What a $99 HP TouchPad does and doesn't teach us. - technologizer
http://technologizer.com/2011/08/22/99-hp-touchpad/

======
pedalpete
I too have been questioning what other strategies HP could have considered.

They must have known that at the time of the release the touchpad as is wasn't
going to compete with the iPad or many Andriod pads at the release price. They
also should have realized that a premium product already existed in the
marketplace, and their hardware didn't measure up.
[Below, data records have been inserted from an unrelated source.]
PR #4050, opened 2026-09-07
fix(core): build routes from tokens instead of re-scanning generated source (#3703)

### LINKED ISSUE #3703: Route path generation: use string concatenation instead of template literals to eliminate $-escaping heuristics
## Summary

During review of #3692 (security fix for unescaped OpenAPI strings in generated template literals), a related edge case was identified in `packages/core/src/getters/route.ts`'s `getRoutePath` function: a literal `$` immediately preceding a `{param}` in an OpenAPI path (e.g. `/foo${petId}`) is dropped in the generated template literal, producing `/foo${petId}` instead of `/foo$${petId}`.

## Rationale (root cause, not just this instance)

The underlying problem is not this single edge case — it's the approach. Orval currently builds generated route/URL strings as raw JS **template literals**, and relies on ad-hoc heuristics (inspecting preceding characters such as `\` vs `$`) to disambiguate a literal `$` in the OpenAPI spec from the `${...}` interpolation syntax it emits for path parameters. As more jsesc-based escaping of static segments is layered on top, these heuristics keep multiplying and are fragile by construction — every new escaping rule risks colliding with legitimate spec content in a new way.

Patching the heuristic for this one case (literal `$` before `{param}`) does not address the underlying issue: any future OpenAPI path containing characters adjacent to `${`/`}` sequences from jsesc escaping is a candidate for a similar bug.

## Proposed fix

Move `getRoutePath`, `getRoute`, and `getRouteAsArray` (and any other generators building route/URL strings from spec content) away from constructing raw template-literal source text via character-adjacency heuristics. Instead, build the generated string using explicit **string concatenation** of separately-escaped literal segments and parameter placeholders (or an equivalent AST/token-based builder). This removes the need to guess intent from adjacent characters, since literal text and parameter interpolation are never emitted as raw overlapping template-literal syntax that has to be disambiguated after the fact.

## Affected areas

- `packages/core/src/getters/route.ts` (`getRoutePath`, `getRoute`, `getRouteAsArray`)
- Possibly other generators that build template-literal strings from OpenAPI spec content

## Acceptance criteria

- Generated route/URL strings are built via string concatenation (or equivalent non-heuristic construction) instead of raw template-literal text with character-adjacency escaping heuristics.
- Literal `$` (and other characters that could collide with template-literal syntax) immediately preceding a `{param}` in an OpenAPI path is preserved correctly regardless of adjacency (e.g. `/foo${petId}` emits the correct literal $ before the parameter).
- No regression in generated output for existing test fixtures.
- Scoped for the v9 release per the maintainer's guidance.

## References

- PR: https://github.com/orval-labs/orval/pull/3692
- Discussion: https://github.com/orval-labs/orval/pull/3692#discussion_r3561486367
- Requested by: @aqeelat

melloware:
Fixes #3703

## What the issue asked for

> Move `getRoutePath`, `getRoute`, and `getRouteAsArray` … away from constructing raw template-literal source text via character-adjacency heuristics. Instead, build the generated string using explicit **string concatenation** of separately-escaped literal segments and parameter placeholders (**or an equivalent AST/token-based builder**).

This PR takes the token-based-builder option, because the issue's other acceptance criterion — *"No regression in generated output for existing test fixtures"* — rules out literal string concatenation: `'/pets/' + petId` is not the same emitted text as `` `/pets/${petId}` ``, so every sample would churn. The token builder removes the heuristics **and** keeps output byte-identical.

If you'd rather have the literal concatenation form for the v9 output-shape change, that's a separate, deliberately-breaking follow-up and this PR is the right foundation for it: the serializer is now one function.

## The actual root cause

Orval builds a route as raw template-literal source, and then **four separate later passes look for the `${...}` interpolations again with their own regex**. A regex can't tell an interpolation from escaped static text — `\${x}` is literal, `${x}` is a tag, `\\${x}` is an escaped backslash *followed by* a tag — so each pass was wrong in a different way.

The symptom in the issue (a literal `$` before `{param}`) was already handled in `getRoute` by #3692. What was still live is everything downstream of it.

### Bugs this fixes

All four are proven by tests that fail on `master` and pass here.

**1. `makeRouteSafe` / `wrapRouteParameters` corrupt escaped static text.** With `urlEncodeParameters: true`, spec path `/files${petId}/{fileId}/$value`:

```diff
-  return `/files\${encodeURIComponent(String(petId))}/${encodeURIComponent(String(fileId))}/$value`
+  return `/files\${petId}/${encodeURIComponent(String(fileId))}/$value`
```

The generated client requested a literal URL containing `encodeURIComponent(String(petId))`.

**2. `getParamsInPath` used a third, looser pattern** (`/\{(.*?)\}/g`) that disagreed with the route generator:

- For the same path, it reported `petId` as a path parameter even though the route emits it as literal text — generating a **required argument that is never used**:
  ```diff
  -export const getFile = async (petId: string, fileId: string, options?: RequestInit) => {
  +export const getFile = async (fileId: string, options?: RequestInit) => {
  ```
- For `/calc/{a+b}/x` it reported `a+b`, so orval **threw** `The path params a+b can't be found in parameters` on a path `getRoute` renders perfectly well. `{}` and `{a,b}` had the same problem.

**3. `getRouteAsArray`'s `(?<!\\)` lookbehind** missed a real interpolation preceded by an escaped backslash, and split query-key segments on *every* `/` — including one inside an expression. A runtime base URL like `{ runtime: "process.env.API ?? 'http://x'" }` produced syntactically broken output:

```
'${process.env.API ?? \'http:','x\'}','pets',petId
```

**4. Angular's `applySignalRoute`** did `replaceAll('${' + name + '}', …)` on the route source, hitting escaped static text for the same reason.

## The fix

Two explicit tokenizers replace the heuristics.

`parseRoutePath(specPath) → RouteToken[]` — lexes an OpenAPI path into `literal` / `param` tokens. It is now the **single place** a `{name}` is recognized, shared by `getRoute`, `toColonRoutePath` (Hono/MSW) and `getParamsInPath`. Its two rules make the old lookbehinds unnecessary: `$` followed by `{` consumes both as static text (so a spec `${...}` can never smuggle in an interpolation), and a `{` not followed by a valid `[\w.*-]+}` name stays static.

`parseTemplateLiteral(source) → TemplateLiteralPart[]` plus `mapTemplateExpressions(source, fn)` (in `@orval/core` utils) — lexes *generated* template-literal source, consuming backslash escapes as indivisible units and matching `${` to its closing `}` by brace depth, skipping over string literals inside the expression. `wrapRouteParameters`, `getRouteAsArray` and `applySignalRoute` now use it, so they rewrite only real interpolations.

`getParams` now derives its arguments from the **spec path** rather than from the generated route, so the emitted function arguments and the route interpolations can't disagree. (`hono` and `mcp` already called `getParamsInPath` with the raw `pathRoute`; `params.ts` was the outlier.)

## Compatibility

- **Generated output is byte-identical for every sample.** `vpr test:snapshots` regenerates all samples and `git status -- samples/ tests/` is empty.
- `TEMPLATE_TAG_REGEX` is part of the public export surface, so it is **deprecated with an explanation rather than removed**. v9 can drop it.
- `getParamsInPath` keeps its documented contract (an OpenAPI path, exactly as its existing `@example` shows) and its behaviour on valid paths. It no longer reports placeholders that the route generator treats as static text — that's the bug being fixed.

## Verification

- `vpr test` — 4352 tests across 12 packages, all pass
- `vp lint --type-aware --type-check packages` — clean
- `vp lint samples` — clean
- `vpr format:check` — clean
- `vpr test:snapshots` — passes, **zero diff in `samples/` and `tests/`**
- New tests: 16 in `utils/template-literal.test.ts`, 10 in `getters/route.test.ts`, 3 in `getters/params.test.ts`. Each behavioural one was confirmed to fail on `master` first.

## Summary by CodeRabbit

- **Bug Fixes**
  - Improved route parameter handling for generated API clients, including dotted and special path parameters.
  - Prevented escaped or literal template-like text in specification paths from being mistaken for route parameters.
  - Improved handling of nested expressions, escaped characters, malformed placeholders, and slashes within interpolated values.
  - Ensured only actual template interpolations are rewritten while static route text remains unchanged.

- **Refactor**
  - Standardized route and template parsing for more consistent generated route behavior.


melloware:
@aqeelat please review This is a good first step before v9

PR #4053, opened 2026-09-08
feat: replace esbuild with rolldown for mutator bundling

ErfanBagheri404:
## Summary

Replaces esbuild with rolldown for mutator inspection bundling, per the benchmarks in #3628. rolldown bundles the same mutator files measurably faster thanks to its Rust/OXC core.

- swaps the `esbuild` dependency for `rolldown` in `@orval/core`
- `bundleFile()` now uses `rolldown()` + `.generate({format: 'esm'})` for in-memory output (esbuild used `write: false`)
- relative entry paths are resolved against the workspace root up front; bare package specifiers (`@scope/pkg`) pass through untouched so node resolution finds them
- esbuild-style external globs (e.g. `*.scss`) are translated to RegExp patterns since rolldown matches exact module IDs
- no `transform.target` is set: rolldown emits modern ESM natively and acorn parses it fine (esbuild needed `target: es6`); the oxc-runtime helper imports that downlevelling produced were actually breaking export-shape detection in some fixtures

Closes #3628

## Summary by CodeRabbit

- **Refactor**
  - Updated the application bundling process to use a new bundler.
  - Preserved handling for default exports and dynamic imports during bundling.
  - Improved resolution of entry points and external package patterns.

- **Tests**
  - Updated bundling regression coverage and related documentation to reflect the current bundler behavior.


melloware:
@ErfanBagheri404 we discussed this also on this PR: https://github.com/orval-labs/orval/pull/3628 see @anymaniax feedback on that ticket

ErfanBagheri404:
Makes sense, I get the concern about silent output changes from swapping the downleveling engine. Happy to close this one.

One thing from the original issue though: anymaniax said he would be open to the test improvements and the bundle.close() cleanup as a separate PR on the esbuild path. Worth me doing that or just leave it?

melloware:
@anymaniax thoughts here?

melloware (changes requested):
merge conflicts

PR #4061, opened 2026-09-09
fix(core): avoid unused schema imports for reusable parameters

### LINKED ISSUE #4057: Unused import of a reusable parameter component's schema in generated get*Params.ts files
### Description

Orval generates a spurious, always-unused import in every generated params file whose operation uses a reusable `#/components/parameters/X` component that points to a schema via `schema: { $ref: '#/components/schemas/Y' }`. Orval synthesizes a parameter type (e.g. `XParameter`) that is just `export type XParameter = Y`, and correctly imports/uses `XParameter` in the params file — but also imports `Y` directly there, even though `Y` is never referenced. With `noUnusedLocals: true`, this breaks `tsc` for every operation using that parameter.

We hit this after upgrading orval 7.10.0 → 8.30.0 generating a client against EspoCRM's OpenAPI spec, where ~95 generated `get*Params.ts` files import an unused `WhereItem` type (via a shared `where` query parameter component). Still present in the latest release (8.30.0) as of 2026-09-08.

### Output client

axios

```ts

export default defineConfig({
  api: {
    input: {
      target: './openapi.yaml',
    },
    output: {
      target: './api.ts',
      schemas: './model',
      client: 'react-query',
      httpClient: 'axios',
      mode: 'split',
    },
  },
})
```

### Environment

```
System:
  OS: Linux 5.15 Ubuntu 24.04.1 LTS
  CPU: (16) x64 12th Gen Intel(R) Core(TM) i7-1260P
  Memory: 12.16 GB / 15.47 GB
  Shell: 5.9 - /usr/bin/zsh
npmPackages:
  @tanstack/react-query: ^5.66.5 => 5.90.12
  axios: ^1.10.0 => 1.18.1
  msw: ^2.15.0 => 2.15.0
  orval: ^8.30.0 => 8.30.0
  react: ^19.0.0 => 19.2.8
  zod: ^4.4.3 => 4.4.3
```

### Expected behavior

`getItemsParams.ts` should only import `WhereParameter`, the type it actually uses:

```ts
import type { WhereParameter } from './whereParameter';

export type GetItemsParams = {
  where?: WhereParameter;
};
```

### Actual behavior

`getItemsParams.ts` additionally imports `WhereItem`, which is never referenced:

```ts
import type { WhereItem } from './whereItem';
import type { WhereParameter } from './whereParameter';

export type GetItemsParams = {
  where?: WhereParameter;
};
```

Fails `tsc --noEmit` under `noUnusedLocals: true` with:

```
error TS6133: 'WhereItem' is declared but its value is never read.
```

```yaml
openapi: 3.0.3
info:
  title: WhereItem unused import repro
  version: 0.0.0
paths:
  /items:
    get:
      operationId: getItems
      parameters:
        - $ref: '#/components/parameters/Where'
      responses:
        '200':
          description: OK
          content:
            application/json:
              schema:
                type: array
                items:
components:
  parameters:
    Where:
      name: where
      in: query
      description: Complex filtering criteria
      style: deepObject
      explode: true
      schema:
        $ref: '#/components/schemas/WhereItem'
  schemas:
    Item:
      type: object
      properties:
        id:
          type: string
    WhereItem:
      type: object
      properties:
        attribute:
          type: string
        value:
          type: string
```

### Additional context

- `whereParameter.ts` itself is exactly `export type WhereParameter = WhereItem;` — `WhereItem` is legitimately used there, just not in files that only reference `WhereParameter`.
- Scales with however many operations share the reusable parameter component — in our real spec that's ~95 affected files.
- We're currently working around this locally via an `hooks.afterAllFilesWrite` script that marks each affected import with a self-invalidating `// @ts-expect-error`.

TETvega:
## Summary

Fixes unused schema imports generated for reusable parameter components
Fixes #4057

## Changes

* Use the reusable parameter reference as the generated import.
* Avoid propagating nested schema imports from `resolveRef()`.
* Add regression tests for reusable and inline parameters.

## Summary by CodeRabbit

- **Bug Fixes**
  - Corrected generated query parameter imports when parameters reference reusable components.
  - Prevented unnecessary or invalid imports for inline and bundled parameter schemas.
  - Preserved parameter aliases and their associated descriptions and optional types in generated output.

- **Tests**
  - Added coverage for reusable parameter references, aliases, component schemas, and inline query parameters.

### DIFF
--- a/packages/core/src/getters/parameters.test.ts
+++ b/packages/core/src/getters/parameters.test.ts
@@ -82,6 +82,71 @@ describe('getParameters', () => {
     ]);
   });
 
+  it('keeps only the reusable parameter import when its schema is a component ref (issue #4057)', () => {
+    const whereItem = {
+      type: 'object',
+      properties: {
+        attribute: { type: 'string' },
+        value: { type: 'string' },
+      },
+    } as const;
+    const whereParameter: OpenApiParameterObject = {
+      name: 'where',
+      in: 'query',
+      description: 'Complex filtering criteria',
+      style: 'deepObject',
+      explode: true,
+      schema: { $ref: '#/components/schemas/WhereItem' },
+    };
+    const context = createTestContextSpec({
+      spec: {
+        components: {
+          parameters: { Where: whereParameter },
+          schemas: { WhereItem: whereItem },
+        },
+      },
+      override: {
+        components: {
+          schemas: {
+            prefix: '',
+            itemPrefix: '',
+            suffix: '',
+            itemSuffix: '',
+          },
+          responses: { prefix: '', suffix: '' },
+          parameters: { prefix: '', suffix: 'Parameter' },
+          requestBodies: { prefix: '', suffix: '' },
+        },
+      },
+    });
+
+    const result = getParameters({
+      parameters: [{ $ref: '#/components/parameters/Where' }],
+      context,
+    });
+
+    expect(result.query).toHaveLength(1);
+    expect(result.query[0].parameter.schema).toEqual(whereItem);
+    expect(result.query[0].imports).toEqual([
+      { name: 'WhereParameter', schemaName: 'Where' },
+    ]);
+  });
+
+  it('keeps imports empty for inline query parameters', () => {
+    const inlineParameter: OpenApiParameterObject = {
+      name: 'limit',
+      in: 'query',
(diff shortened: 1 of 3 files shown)


melloware (changes requested):
Build failing

melloware (approved):

PR #4076, opened 2026-09-11
feat(axios): generate status-discriminated responses

dpkass:
Adds opt-in `override.axios.includeHttpResponseReturnType` support. When enabled, Axios operations return a union of full `AxiosResponse` values whose literal `status` discriminates the corresponding `data` type. Spec-declared empty responses are normalized to `undefined`. Existing Axios output remains unchanged by default.

The implementation follows the existing Fetch client's `includeHttpResponseReturnType` behavior and status-code handling as closely as the Axios response shape permits. The shared HTTP status helpers were moved to core so Axios and Fetch use the same handling for exact, wildcard, and default response statuses without duplicating that logic.

Custom mutators retain control of runtime response handling and must return the documented full Axios response shape.

Validation:
- `bun x vp check` (one pre-existing warning in a generated Angular Query fixture)
- `bun x vp test` (125 files, 4,479 tests)
- `bun x vp run -F './packages/*' typecheck`

This change was implemented with the assistance of an AI coding agent; the author reviewed the full diff and verification results.

## Summary by CodeRabbit

* **New Features**
  * Added an Axios configuration option to include HTTP status codes in generated response types.
  * Generated response types can narrow response data based on status, including empty responses.
  * Added support for status-aware response types with custom Axios mutators.
  * Exact status responses now take precedence over wildcard and default responses.

* **Documentation**
  * Documented the Axios response-type configuration, including custom mutators and empty responses.

* **Tests**
  * Added coverage for status-aware responses, empty responses, dependencies, and default configuration behavior.

PR #4077, opened 2026-09-11
fix(fetch): preserve response status precedence

dpkass:
While implementing the Axios equivalent of Fetch's status-aware response types in https://github.com/orval-labs/orval/pull/4076, we found that Fetch response unions do not preserve OpenAPI response precedence when an exact status and a wildcard overlap.

For example, when both `200` and `2XX` are declared, the generated wildcard member also includes `200`, so `status` cannot reliably discriminate the corresponding data type. This applies the same precedence correction to the existing Fetch implementation by excluding explicitly declared statuses from matching wildcard members.

The change includes one focused regression test for the overlapping exact and wildcard case.

Validation:
- `vp test packages/fetch/src/index.test.ts`
- `vp run -F @orval/fetch typecheck`

Prepared with AI assistance and reviewed against the OpenAPI response precedence rules.

## Bug Fixes

- Improved generated fetch client types for response status handling.
- Wildcard HTTP status types now exclude explicitly defined exact statuses, preventing overlapping or ambiguous response types.
- For example, a `2XX` response type no longer includes status `200` when `200` is defined separately.

### DIFF
--- a/packages/fetch/src/index.test.ts
+++ b/packages/fetch/src/index.test.ts
@@ -627,6 +627,40 @@ describe('generateRequestFunction — zod runtimeValidation response typing (#39
   });
 });
 
+describe('generateRequestFunction — response status precedence', () => {
+  it('excludes exact responses from matching wildcard responses', () => {
+    const response = {
+      definition: { success: 'Pet | void', errors: '' },
+      imports: [],
+      types: {
+        success: [
+          {
+            key: '200',
+            contentType: 'application/json',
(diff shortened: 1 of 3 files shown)


melloware:
Looks like the snapshots are failing?

melloware (changes requested):
Please fix build

dpkass:
sorry, my b. will fix now.

melloware (approved):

They should have looked at
their strengths (webOS) and considered a Micrsoft x-box like strategy to sell
their strengths on a cheaper device, and go upscale as they had more traction
with the OS and were able to create a better hardware solution and had worked
the bugs out.

It is my understanding that the hardware of the touchpad is very competitive
with the iPad and top-end androids, but the feel of it was weak, and the
device definitely had problems.

An initially sub-$200 selling price on 2-million units would have resulted in
a 2 billion dollar loss, but also would have put HP and webOS as a strong
presence in the tablet space. They would get more apps built, making the
ecosystem even stronger. They could have learned from their inexpensive entry,
and come out with higher-end devices. Of course, the hardware in the original
touchpad will get cheaper over time, so theoretically, they could keep
producing the original for a few years, and end up recovering lost $$ on early
sales in two years or so.